Une première dans la musique congolaise. Les deux chansons sortent simultanément la même année. Les mélomanes remarquent la forte similitude entre les deux œuvres phonographiques. La différence des titres n’est en réalité qu’un trompe-l’œil. Le doute n’est plus permis. Ces deux chansons sont sorties d’une même moule car elles sont les œuvres d’un même auteur-compositeur. Il y a beaucoup de paroliers anonymes non musiciens qui cèdent leurs œuvres aux artistes moyennant des espèces sonnantes et trébuchantes. Cette "chanson à deux têtes", dixit notre ami Lused, en est la parfaite illustration.
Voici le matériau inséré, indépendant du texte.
Issue #350, opened 2024-04-04
Economic protocol scenario 3 - contract pays for gas


miloszm:
#### Summary
For economic protocol scenario 3 we need support for contract paying for transaction execution gas rather than the user. In order to achieve that, we need to be able to convey the additional information from the contract to the caller. To such information belongs the decision that contract wants to pay, as well as how much it is willing to pay.

#### Possible solution design or implementation
One possibility is to add an extra buffer B which will convey this information, along with other such meta-information.

#### Additional context
Note that willingness to pay is not something that is constant, it may be a result of a multi-factor decision, hence information about who is willing to pay and how much needs to be carried with every call. Yet, it is a system information, hence it should not be mixed with an "application" information such as a contract method return value.

PR #352, opened 2024-04-10
Changes for Economic Protocol scenario 3 - "contract pays for gas"

miloszm:
Changes for Economic Protocol scenario 3 - "contract pays for gas" and "contract earns fee" parts

Implements issues #350 and #353

### DIFF
--- a/piecrust-uplink/src/abi/state.rs
+++ b/piecrust-uplink/src/abi/state.rs
@@ -4,7 +4,6 @@
 //
 // Copyright (c) DUSK NETWORK. All rights reserved.
 
-use alloc::vec::Vec;
 use core::ptr;
 
 use rkyv::{
@@ -15,31 +14,46 @@ use rkyv::{
 };
 
 use crate::{
-    ContractError, ContractId, StandardBufSerializer, CONTRACT_ID_BYTES,
-    SCRATCH_BUF_BYTES,
+    ContractError, ContractId, EconomicMode, RawResult, StandardBufSerializer,
+    CONTRACT_ID_BYTES, ECO_MODE_BUF_LEN, ECO_MODE_LEN, SCRATCH_BUF_BYTES,
 };
 
 pub mod arg_buf {
-    use crate::ARGBUF_LEN;
-
+    use crate::{EconomicMode, ARGBUF_LEN, ECO_MODE_BUF_LEN, ECO_MODE_LEN};
     use core::ptr;
     use core::slice;
 
     #[no_mangle]
     static mut A: [u64; ARGBUF_LEN / 8] = [0; ARGBUF_LEN / 8];
 
+    #[no_mangle]
+    static mut ECO_MODE: [u8; ECO_MODE_BUF_LEN] = [0u8; ECO_MODE_BUF_LEN];
+
     pub fn with_arg_buf<F, R>(f: F) -> R
     where
-        F: FnOnce(&mut [u8]) -> R,
+        F: FnOnce(&mut [u8], &mut [u8]) -> R,
     {
         unsafe {
             let addr = ptr::addr_of_mut!(A);
             let slice = slice::from_raw_parts_mut(addr as _, ARGBUF_LEN);
-            f(slice)
+            let addr_eco_mode = ptr::addr_of_mut!(ECO_MODE);
+            let slice_eco_mode =
+                slice::from_raw_parts_mut(addr_eco_mode as _, ECO_MODE_BUF_LEN);
+            f(slice, slice_eco_mode)
+        }
+    }
+
+    pub fn set_eco_mode(eco_mode: EconomicMode) {
+        unsafe {
+            let addr_eco_mode = ptr::addr_of_mut!(ECO_MODE);
+            let slice_eco_mode =
+                slice::from_raw_parts_mut(addr_eco_mode as _, ECO_MODE_LEN);
+            eco_mode.write(slice_eco_mode);
         }
     }
 }
 
+pub(crate) use arg_buf::set_eco_mode;
 pub(crate) use arg_buf::with_arg_buf;
 
 mod ext {
@@ -73,7 +87,7 @@ where
     Ret: Archive,
     Ret::Archived: Deserialize<Ret, Infallible>,
 {
-    let arg_len = with_arg_buf(|buf| {
+    let arg_len = with_arg_buf(|buf, _| {
         let mut sbuf = [0u8; SCRATCH_BUF_BYTES];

Ces deux titres ont fait couler beaucoup d'encre et de salive.
4.10. Faute ya commerçant, Simaro Lutumba & TP OK Jazz, 1982 – Bowayo, Sam Mangwana & Tiers Monde Coopération, 1983.
Après avoir chanté de la plus belle manière la chanson qui sera consacrée la meilleure de l’année 1982, Sam Mangwana écrit un titre quasiment sosie de celui de Lutumba. En prime, le saxo de Loway Empompo répète presque les partitions de la première. Les paroles qui l’accompagnent sont également similaires. Bowayo paraît comme "Faute ya commerçant bis", car on décèle la griffe du poète dans l’œuvre du moraliste.
4.11. Femme libérée, Joëlle Kopf / Christian Dingler & Cookie Dingler, 1984 – Nzinzi, Jo Kester Emeneya, 1987.
A sa sortie, "Nzinzi" connait un succès sans pareil dans les deux rives du fleuve Congo. La chanson est enregistrée grâce à une programmation musicale assistée par ordinateur. Une première dans la musique congolaise ! Ce qui vaut à son auteur des critiques acerbes de la part de ses pairs dont Tabu Ley et Abeti. Mais malgré son incontestable talent d’auteur-compositeur, Emeneya a pioché certaines idées de son texte ailleurs
4.12. Baby, Josky Kiambukuta & TP OK Jazz 1991 – Dédé sur mesure, Nyoka Longo & Zaïko Langa-Langa
De Joseph Kiambukuta à Joseph Nyoka la similitude des prénoms est palpable. Le second voulant honorer son aîné a jugé bon de cloner une de ses nombreuses œuvres. Le choix est tombé sur celle-là. Il n’est pas anodin car en son temps "Baby" a fait mouche.